News: Fort Campbell’s Defense Military Pay Office opens
Story by Sgt. Leejay Lockhart
FORT CAMPBELL, Ky. – Soldiers from the 101st Financial Management Support Unit, 101st Special Troops Battalion, 101st Sustainment Brigade, 101st Airborne Division (Air Assault), and their civilian counterparts held a grand opening ceremony Jan. 16, 2014, at Fort Campbell for the Fort Campbell Defense Military Pay Office. The facility will provide finance and pay support for Fort Campbell.
Years of planning and hard work culminated with a quick cut from a pair of massive scissors. The scissors easily cut through the yellow ribbon, and the end of the ribbon cutting ceremony signaled the official opening of the office.
The $12 million, 31,000 square foot facility provides a sustainable, energy efficient workspace for the soldiers from the 101st FMSU, Defense Finance and Defense Accounting Service civilians and governmental contractors. The building consolidates operations from five buildings into a single facility.
The building is also more than a just a new office for its workers. It is part of the vision that Fort Campbell’s leaders have for the installation.
Col. David Dellinger, Fort Campbell’s garrison commander, said the vision is that "this is the best military assignment any soldier will have in their career, so much so that if you ever leave Fort Campbell you want to come back to Fort Campbell.”
He continued by saying that taking care of soldiers and their families on Fort Campbell has many facets and that Fort Campbell strives to excel at all of them.
“Finance, and pay, and leave and all that are so important to the soldier experience,” said Dellinger. He added that if the experience wasn’t good, that soldiers and their families wouldn’t feel excited to come to Fort Campbell.
Achieving the vision and making the finance experience better comes from making the entire experience easier and more efficient. Because of the consolidation, permanent party soldiers can enter the building and can accomplish everything they need to in one visit to one building, which handles all aspects of pay support except for in and out processing.
Lt. Col. Abel Young, the rear detachment commander of the 101st Sustainment Brigade, said the previous setup with services scattered in different buildings could cause confusion and frustration for soldiers, which the new building will remedy. He added that the new building also eliminates issues with parking that sometimes occurred in the past.
“Our prior location, we had five different buildings,” said Monica Torrence, deputy director of the Fort Campbell Defense Military Pay Office. “What this building does is put all of the sections we have to provide that military pay support … under one roof. It also allows all of the leadership to come together and provide leadership to those sections.”
Maj. Thaddeus Burnett, the director of the Fort Campbell Defense Military Pay Office and the commander of the 101st FMSU, agreed that bringing all of the operations together helps improve the overall experience.
“It’s 100 percent better being that you have all of your leadership here to command the tactical side of the house as well as the technical side of the house,” he said. “You have your tactical sergeants here. You have the Army civilians who are in charge of the sections as well.”

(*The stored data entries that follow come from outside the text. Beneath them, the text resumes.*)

PR #1796, opened 2025-08-09
Presample robot poses

hang-yin:
Implements https://github.com/StanfordVL/BEHAVIOR-1K/issues/846

Note: we only presample base poses for mobile manipulators

TODO:
- [x] patch all task instances
- [x] fix tro reset (directly read presampled robot pose instead of parsing robot state)


OmniGibson/omnigibson/scenes/scene_base.py
```diff
@@ -403,6 +411,9 @@ def _load_metadata_from_scene_file(self):
 
         # Write the metadata
         for key, data in scene_info.get("metadata", dict()).items():
+            if key == "task":
+                # Robot poses data type can't get stored in the scene prim; we will store this with the task
+                data.pop("robot_poses")
```
cgokmen: Sorry for the uninformed comment, but - why does this need to be here? Wasn't there already task metadata (e.g. the object scope - object assignments)? What changed that requires the addition of this?

OmniGibson/omnigibson/scenes/scene_base.py
```diff
@@ -136,6 +137,9 @@ def __init__(
                 obj = create_object_from_init_info(obj_info)
                 self._init_objs[obj_name] = obj
 
+            # Store presampled robot poses from metadata
+            self._presampled_robot_poses = task_metadata.get("robot_poses", None)
+
```
cgokmen: I would advocate not having this here at all and having the task instance maintain this list. It's behavior task specific anyway.

OmniGibson/omnigibson/tasks/behavior_task.py
```diff
@@ -242,9 +244,19 @@ def _load(self, env):
     def reset(self, env):
         super().reset(env)
 
+        # Use presampled robot pose if specified (only available for officially supported mobile manipulators)
+        if self.use_presampled_robot_pose:
+            robot = self.get_agent(env)
+            presampled_poses = env.scene.presampled_robot_poses
```
cgokmen: Yeah this should not be on the scene - clear reasoning is that it's only used in this class which has access to the metadata itself.

OmniGibson/omnigibson/tasks/behavior_task.py
```diff
@@ -123,6 +124,7 @@ def __init__(
 
         # Object info
         self.online_object_sampling = online_object_sampling  # bool
+        self.use_presampled_robot_pose = use_presampled_robot_pose
```
cgokmen, line 132: There should also be some kind of setup that allows the user to decide if it should always go to pose 0 or to randomly one of the stored poses.

joylo/gello/robots/sim_robot/og_sim.py
```diff
@@ -875,12 +875,13 @@ def reset(self, increment_instance=True):
                 tro_state = recursively_convert_to_torch(json.load(f))
             self.env.scene.reset()
             for bddl_name, obj_state in tro_state.items():
-                if "agent" in bddl_name:
+                if bddl_name == "robot_poses":
```
cgokmen, line 878: This seems like a weird setup. Why is this data mixed in with tro state info? Can't we store it separately?

cgokmen (changes requested):
FYI I can't review the diff on the sampled tasks, github won't show it. Would be great if you can screenshot the diff on one of them or something.

OmniGibson/omnigibson/scenes/scene_base.py
hang-yin: Yeah I'm not sure, this is why we need @cremebrule to help review this. It seems like currently this metadata is stored on the scene prim as metadata. The original dictionary with strings seem to store there fine but not these floats.

joylo/gello/robots/sim_robot/og_sim.py
hang-yin: Where should we store it though? This tro setup is never meant as a permanent solution (it's only implemented to save space).

hang-yin: Storing it in the tro file clearly assigns these poses to this instance. Alternatively, we want another file just for all the robot poses?

hang-yin:
image (1)
image (2)

@cgokmen fyi; also deleted all robot states (in init info and states)

OmniGibson/omnigibson/envs/env_base.py
```diff
@@ -617,9 +617,16 @@ def step(self, action, n_render_iterations=1):
                 - dict: info, i.e. dictionary with any useful information
         """
         # Pre-processing before stepping simulation
-        if isinstance(action, Iterable) and not isinstance(action, (dict, OrderedDict)):
+        if isinstance(action, (dict, OrderedDict)):
```
cremebrule: nit but should probably remove the OrderedDict check since all dicts are ordered implicitly since python 3.6 IIRC

OmniGibson/omnigibson/tasks/behavior_task.py
```diff
@@ -81,6 +85,8 @@ def __init__(
         activity_instance_id=0,
         predefined_problem=None,
         online_object_sampling=False,
+        use_presampled_robot_pose=False,
```
cgokmen, line 88: This should default to True imo.

joylo/gello/robots/sim_robot/og_sim.py
cgokmen: Man I really have no idea what this file does or what's happening here or what the read file is. Feel free to merge if you think this is right. This part of the code generally seems a little lower quality.

cgokmen (approved):

joylo/gello/robots/sim_robot/og_sim.py
hang-yin: Yeah I agree, a lot of the code in here was added ad-hoc to get data collection going. Will need to clean it up at some point.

Another advantage is when it comes to troubleshooting issues with the systems the soldiers and civilians use.
Burnett said that subject matter experts like Torrence, who he described “pretty much knows everything about running a DPO,” are readily available to assist with technical support issues on site. This saves time by preventing workers from having to leave and spend the time traveling to different buildings to get assistance like they had to do before coming together in the new office. In the end, this will help improve operations and make the entire process better for patrons to the pay office.
Besides making operations more efficient, the building’s design team incorporated a number of features to make the building itself more efficient. Dellinger said that the building will help Fort Campbell meet its goal of reducing its energy use.
Burnett explained that the building uses geothermal heating to reduce energy use. Geothermal systems use the ground’s relatively constant temperature to help transfer heat to the building during cold weather and transfer heat from the building during hot weather. He also said the building captures rainwater for use in the building and makes use of pervious pavement to allow water to seep through the parking lot to a reservoir under the building for later use. He also said that timed lighting helps reduce the building’s energy use.
“It is actually LEED certified,” said Torrence.
LEED, which stands for Leadership in Energy and Environmental Design, is a program that helps guide sustainable design practices and provides independent verification for energy efficient buildings.
Additionally, the building has a solar hot water heating system, the building’s orientation provides extra lighting from sunlight, the building’s structure provides energy efficient insulation, and the building generates some energy from solar panels at the facility.
The new facility should serve Fort Campbell for years to come. It will provide a facility that is both operationally and energy efficient.
The sustainable building will help Fort Campbell meet its environmental goals all while helping make Fort Campbell the best military installation a soldier can serve at.
“So the new facility incorporating cutting-edge technology, promoting high standards, DMPO is always looking and working hard to improve customer support,” said Young. “Fort Campbell’s community … when they visit the facility they will be impressed.”